By: Celeste L. Dixon
Posted: Tuesday, August 30, 2022

New research findings on the immunomodulatory molecule called B7 homolog 3, or B7-H3, add to evidence that prostate cancer in men of African ancestry may have a distinct tumor biology. The data have potentially important clinical implications for immunotherapy in this population, according to Tamara L. Lotan, MD, of Johns Hopkins University School of Medicine, Baltimore, and colleagues in Cancer. B7-H3 is part of the B7 superfamily, which includes PD-L1, and was already known to be highly expressed in prostate cancer.

Studying the molecular and immune microenvironment correlates of B7-H3 expression could help to guide trial design and interpretation, explained the team. “Immunotherapies—antibodies, antibody-drug conjugates, and chimeric antigen receptor T cells—targeting B7-H3 are currently in clinical trials,” they wrote.
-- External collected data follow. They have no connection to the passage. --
PR #499, opened 2023-10-30
BGDIINF_SB-2890: Fixed projection error with external WMS layer

ltshb:
Some external WMS layer may use CRS:84 as CRS instead of ESPG:4326. This would
make the re-project failed.

Now we support the CRS:84 alias.

[Test link](https://sys-map.dev.bgdi.ch/preview/bug-bgdiinf_sb-2890-projection-alias/index.html)


ltshb:
NOTE: We cannot use CRS:84 as alias for ESPG:4326 as the axis is inverted, currently how our coordinate system is constructed we cannot support CRS:84, but looking at the special case for https://wms.geo.ag.ch/public/?service=wms&version=1.3.0&request=GetCapabilities it always put the bounding box in two projection system; LV95 and CRS:84. We should change the code to loop over the bounding box in order to take the first matching.

ltshb:
Fixed by #500

PR #503, opened 2023-10-31
BGDIINF_SB-3071: Moved the external-layer-providers.json in its module

ltshb:
Move it into its module as well as its utilities, which are highly related to
the import tool.

Also avoid a typescript failure in vscode by adding explicitely json file in
the tsconfig.json include pattern.

[Test link](https://sys-map.dev.bgdi.ch/preview/feat-bgdiinf_sb-3071-url-list/index.html)


src/modules/infobox/components/ImportContent.vue
```diff
@@ -323,3 +323,4 @@ export default {
     right: 50px;
 }
 </style>
+../utils/external-layer-providers.js
```
pakb, line 326: I'm not sure this is wanted? If yes : what does it achieve?

ltshb: Oops you are right this is not intended, I'll remove that.

ltshb: done

pakb (approved):

PR #504, opened 2023-10-31
BGDIINF_SB-3071: Removed non working external layer provider

ltshb:
Those provider that have been removed have been removed using the script.

[Test link](https://sys-map.dev.bgdi.ch/preview/feat-bgdiinf_sb-3071-url-list-clean-up/index.html)


src/modules/infobox/utils/external-layer-providers.json
```diff
@@ -295,41 +274,40 @@
     "https://wms.geo.gr.ch/wildschutzgebiete",
     "https://wms.geo.sh.ch/wms?SERVICE=WMS",
     "https://wms.geo.ti.ch/service",
-    "https://wms.geoportal.ch:8080/geoserver/AVAI/wms",
+    "https://wms.pcn.minambiente.it/ogc?map=/ms_ogc/WMS_v1.3/Vettoriali/Rete_ferroviaria.map",
```
pakb, line 277: is the script ordering alphabetically but takes upper cased letter as "bigger" as lower cased?
might be better to lower everything before ordering, don't you think?

pakb (approved):

src/modules/infobox/utils/external-layer-providers.json
ltshb: The script is ordering alphabeticaly, here is the sort compare method used; https://github.com/geoadmin/web-mapviewer/blob/37bb4cceee89bbb1aace276c863a27dda0a3e47c/scripts/check-external-layers-providers.js#L50
But that's a good idea to make the sorting non case sensitive, I'll change that

ltshb: Missed that was for the yaml files sorting, for the url sorting I use the regular `sort()` method.

ltshb: Done

scripts/check-external-layers-providers.js
```diff
@@ -54,9 +54,18 @@ function setupAxiosRetry() {
...
 
 function compareResultByProvider(a, b) {
-    if (a['provider'] > b['provider']) {
+    if (a['provider'].toLowerCase() > b['provider'].toLowerCase()) {
         return 1
-    } else if (a['provider'] < b['provider']) {
+    } else if (a['provider'].toLowerCase() < b['provider'].toLowerCase()) {
+        return -1
+    }
+    return 0
```
pakb, line 62: we could `compareCaseInsensitive(a['provider'], b['provider'])` here, so that we re-use the case insensitive test instead of writting it twice 😉

pakb (approved):

PR #505, opened 2023-11-01
BGDIINF_SB-2890: Removed lightbasemap under pixelkarte in webmercartor

ltshb:
Both map doesn't fit at all together and it doesn't make sense to use them
as a background.

[Test link](https://sys-map.dev.bgdi.ch/preview/feat-bgdiinf_sb-2890-background/index.html)


pakb (approved):
no more custom code, yes 🙌

PR #1363, opened 2025-06-10
PB 1759: ensure COGS comparison work on startup

ltkum:
- Issue: in some cases, the rendering events were not linked correctly to the layer on startup.
- Fix: we add a small check to use the best event between 'precompose' and 'rendercomplete' to attach the rendering events to the layer.
- Extra: we updated the comment to make it clearer why this is here

### DIFF
--- a/packages/mapviewer/src/modules/map/components/CompareSlider.vue
+++ b/packages/mapviewer/src/modules/map/components/CompareSlider.vue
@@ -36,20 +36,22 @@ watch(
         if (oldLayerOnTop) {
             unRegisterRenderingEvents(oldLayerOnTop.id, oldLayerOnTop.uuid)
         }
-
         if (getLayerFromMapById(newLayerOnTop.id, newLayerOnTop.uuid)) {
             registerRenderingEvents(newLayerOnTop.id, newLayerOnTop.uuid)
             olMap.render()
         } else {
-            // The layer config is always modified before the map, which means the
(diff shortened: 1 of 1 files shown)


packages/mapviewer/src/modules/map/components/CompareSlider.vue
```diff
@@ -36,20 +36,22 @@ watch(
...
-            // to mitigate the issue, we ask the map to register the events once after the first render,
-            // after all layers have been loaded, and re-render it.
-            // We should arrive here ONLY if we arrive on startup on a map with an active compare slider.
-            olMap?.once('rendercomplete', () => {
+            // To mitigate the issue, we ask the map add the rendering functions
+            // either when the 'precompose' event is fired (for WebGL layers) or
+            // a 'rendercomplete' event is fired (for canvas layers).
+            // This ensure we link the rendering function to the layer as soon
+            // as possible.git
+            olMap?.once(shouldUseWebGlContext.value ? 'precompose' : 'rendercomplete', () => {
```
pakb, line 54: I'd maybe leave both event.
Are you 100% sure `precompose` is only used in the WebGL context?

ltkum: I'm 100% sure (at least according to the documentation.)

pakb (approved):

PR #1364, opened 2025-06-16
PB-1681: fix vue warnings

sommerfe:
[Test link](https://sys-map.dev.bgdi.ch/preview/fix-pb-1681-vue-warnings/index.html)

### DIFF
--- a/packages/mapviewer/src/modules/map/components/openlayers/utils/usePrintAreaRenderer.composable.js
+++ b/packages/mapviewer/src/modules/map/components/openlayers/utils/usePrintAreaRenderer.composable.js
@@ -1,6 +1,8 @@
 import log from '@geoadmin/log'
 import * as olHas from 'ol/has'
+import VectorLayer from 'ol/layer/Vector'
 import { getRenderPixel } from 'ol/render'
+import VectorSource from 'ol/source/Vector'
 import { computed, watch } from 'vue'
 import { useStore } from 'vuex'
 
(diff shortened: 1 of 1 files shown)


packages/mapviewer/src/modules/drawing/components/DrawingMeasureInteraction.vue
```diff
@@ -25,5 +25,7 @@ defineExpose({
 </script>
 
 <template>
-    <slot />
+    <div>
+        <slot />
+    </div>
```
pakb: Why would adding an empty `<div>` fix an error?

sommerfe: The reason for this error is that when adding properties to the DrawingMeasureInteraction component, vue doesn't know to which root html element these properties should be added, this can happen when there are two root elements. Therefore when you only have one root element, in this case the div, in the component vue knows now where to add the properties. See https://mokkapps.de/vue-tips/use-fallthrough-attributes here they propose to use v-bind, but when i tried to use it it did not bind the properties correctly so i added a root element instead. I should probably add a comment to explain this in the code

sommerfe: i added a comment

pakb: I think this is not the proper fix for this warning. The issue was that we are giving `startingFeature` prop to all interaction component, even to those that do not declare it.

I've pushed a commit that should fix this

PR #1365, opened 2025-06-16
PB-1699: White listing internal services used as an external provider

ltkum:
Issue: When importing layers from our own services, a disclaimer was visible, saying the sources were provided by a third party.

Fix: We "white list" all sources coming from a "*.map.geo.admin.ch" domain, removing the disclaimer.

[Test link](https://sys-map.dev.bgdi.ch/preview/feat-pb-1699-whitelist-swisstopo-external-layers/index.html)

### DIFF
--- a/packages/mapviewer/src/config/layers.config.ts
+++ b/packages/mapviewer/src/config/layers.config.ts
@@ -1,6 +1,0 @@
-/**
- * List of whitelisted URLS regexes for external layers. External layers which baseUrl
- * match one of these regexes won't show a disclaimer
- */
-
-export const EXTERNAL_PROVIDER_WHITELISTED_URL_REGEXES : Array<RegExp> = [/^(.+\.)?geo\.admin\.ch.*$/g]
--- a/packages/mapviewer/src/config/layers.config.ts
+++ b/packages/mapviewer/src/config/layers.config.ts
@@ -1,0 +1,6 @@
+/**
+ * List of whitelisted URLS regexes for external layers. External layers which baseUrl
+ * match one of these regexes won't show a disclaimer
+ */
+
+export const EXTERNAL_PROVIDER_WHITELISTED_URL_REGEXES : Array<RegExp> = [/^(.+\.)?geo\.admin\.ch.*$/g]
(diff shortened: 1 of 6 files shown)


packages/mapviewer/src/config/layers.config.ts
```diff
@@ -0,0 +1,6 @@
+/**
+ * List of whitelisted URLS regexes for external layers. External layers which baseUrl
+ * match one of these regexes won't show a disclaimer
+ */
+
+export const EXTERNAL_PROVIDER_WHITELISTED_URL_REGEXES : Array<RegExp> = [/^(.+\.)?geo\.admin\.ch.*$/g]
```
pakb: There's already a similar RegExp [here](https://github.com/geoadmin/web-mapviewer/blob/b776c8d79bb4064348df026db7280d3c64535e5c/packages/mapviewer/src/utils/kmlUtils.js#L535).

Could you move it here, and use it in both spots?

packages/mapviewer/tests/cypress/fixtures/import-tool/wms-non-geo-admin-get-capabilities.xml
pakb, line 1: There's already a couple external WMS fixtures, such as `external-wms-getcap-1.fixture.xml`
Could you switch to using this one instead? The less fixtures we have, the better IMHO

ltkum: I'll see what I can do to have as little fixtures as possible :)

packages/mapviewer/tests/cypress/tests-e2e/importToolMaps.cy.js
```diff
@@ -554,6 +532,59 @@ describe('The Import Maps Tool', () => {
         cy.get('[data-cy="active-layer-name-layer4-2"]').should('be.visible')
         cy.get('[data-cy="time-selector-layer4-2"]').should('not.exist')
     })
+
+    it('Import an external WMS when it is in the URL and shows its third party disclaimer correctly', () => {
+        // here : intercept wms.external.admin.ch to give what we want
```
pakb: I don't think you mention the correct URL here, is it really `wms.external.admin.ch`?

ltkum: ha no, the comment is wrong, it's from the time when we had another file. Good catch

pakb (approved):

PR #1366, opened 2025-06-18
PB-120: Fix Selected Feature is not Highlighted in 3D map

ismailsunni:


packages/mapviewer/src/modules/map/components/cesium/utils/highlightUtils.js
```diff
@@ -40,34 +40,42 @@ export function highlightGroup(viewer, geometries) {
...
+// Highlight all polygons represented by the coordinates by adding each as a separate entity to the viewer
+export function highlightPolygon(viewer, coordinates) {
+    if (!coordinates.length) {
+        return
+    }
+    // Add each polygon entity separately to the viewer
+    const polygonEntities = getAllPolygonEntities(coordinates)
+    polygonEntities.forEach((polyEntity) => {
+        viewer.entities.add(polyEntity)
+        highlightedEntities.push(polyEntity)
```
pakb, line 77: this list `highlightedEntities` is never used, isn't it?

ismailsunni: I think it's used to track the highlighted entities, for example to remove the highlight. See here: https://github.com/geoadmin/web-mapviewer/blob/9fdd4c283766fe657e11083fab5e871f7fa78528/packages/mapviewer/src/modules/map/components/cesium/utils/highlightUtils.js#L118-L124

PR #1371, opened 2025-07-03
PB-1814: Fix download print issue since Service-Worker introduction

pakb:
Removes the `file-saver` dependency and implements a custom `downloadFile` function to handle file downloads.

This change ensures compatibility and addresses potential issues related to browser-specific behavior while Service-Worker is caching our app. Prior to this change, opening the download URL the way it was was leading to a white page where it looked like Service-Worker was trying to inject the app code there (and it failed), no PDF was downloaded

[Test link](https://sys-map.dev.bgdi.ch/preview/fix-pb-1814-print-download/index.html)

### DIFF
--- a/packages/mapviewer/src/modules/menu/components/print/MenuPrintSection.vue
+++ b/packages/mapviewer/src/modules/menu/components/print/MenuPrintSection.vue
@@ -14,7 +14,7 @@ import MenuSection from '@/modules/menu/components/menu/MenuSection.vue'
 import DropdownButton from '@/utils/components/DropdownButton.vue'
 import DropdownButtonItem from '@/utils/components/DropdownButtonItem.vue'
 import ProgressBar from '@/utils/components/ProgressBar.vue'
-import { downloadFile } from '@/utils/utils'
+import { downloadFile, generateFilename } from '@/utils/utils'
 
 const dispatcher = { dispatcher: 'MapPrintSection.vue' }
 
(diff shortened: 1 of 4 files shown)


packages/mapviewer/src/modules/menu/components/print/MenuPrintSection.vue
```diff
@@ -119,13 +121,10 @@ function close() {
...
 async function printMap() {
     try {
-        const documentUrl = await print(printGrid.value, printLegend.value)
-        if (documentUrl) {
-            if (window.navigator.userAgent.indexOf('MSIE ') > -1) {
-                window.open(documentUrl)
-            } else {
-                window.location = documentUrl
-            }
+        const fileName = `${hostname.value}_${new Date().toISOString()}.pdf`.replaceAll(':', '_')
```
sommerfe: this date string is in UTC are we sure we do not want a local timestamp?

pakb: AFAIK the usePrint composable is also using a Z in its format, so it was already UTC before.

Might be better to use the current time on the user's machine

pakb: I've changed the `generateFilename` function to use local time, and have used it wherever possible, should be local time in file names now

ibauersachs:
@pakb Printing of maps is broken with v1.57.1 on Firefox: the downloaded PDF contains some HTML (without body). Chrome works.

PR #1374, opened 2025-07-07
#patch

pakb:


packages/mapviewer/src/service-workers.ts
```diff
@@ -50,7 +50,12 @@ if (!IS_TESTING_WITH_CYPRESS) {
 
     // setting up a cache instance for offline app assets (HTML/JS/CSS)
     registerRoute(
-        new NavigationRoute(createHandlerBoundToURL('index.html'), { allowlist }),
+        new NavigationRoute(createHandlerBoundToURL('index.html'), {
+            allowlist,
+            // exclude print explicitly as SW is sometimes messing with the download URL on Firefox
```
ismailsunni, line 50: Not so obvious at my first read, here, SW means service workers, right?

pakb: yes 😅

And, as far as they knew, their study may be the first “to examine B7-H3 expression in prostate cancer from a racially diverse cohort with genetic ancestry annotations, the first to correlate B7-H3 expression with quantified immune cell densities, and the first to examine the expression of B7-H3 in paired samples before and after intensive hormonal therapy.”

Dr Lotan and co-investigators described four significant findings from their research:

  • In self-identified Black patients with primary prostate cancer, B7-H3 protein expression was significantly lower than in non-Black patients; the expression was inversely correlated with the percentage of African ancestry.
  • This association with race was independent of the significant association of B7-H3 protein expression with ERG/ETS and PTEN status.
  • B7-H3 messenger RNA expression—but not B7-H3 protein expression—was significantly correlated with regulatory (FOXP3-positive) T-cell density.
  • Androgen receptor activity scores were significantly correlated with B7-H3 messenger RNA expression. Also, neoadjuvant intensive hormonal therapy was associated with a significant decrease in B7-H3 protein expression.

Disclosure: The study authors’ disclosure information can be found at acsjournals.onlinelibrary.wiley.com.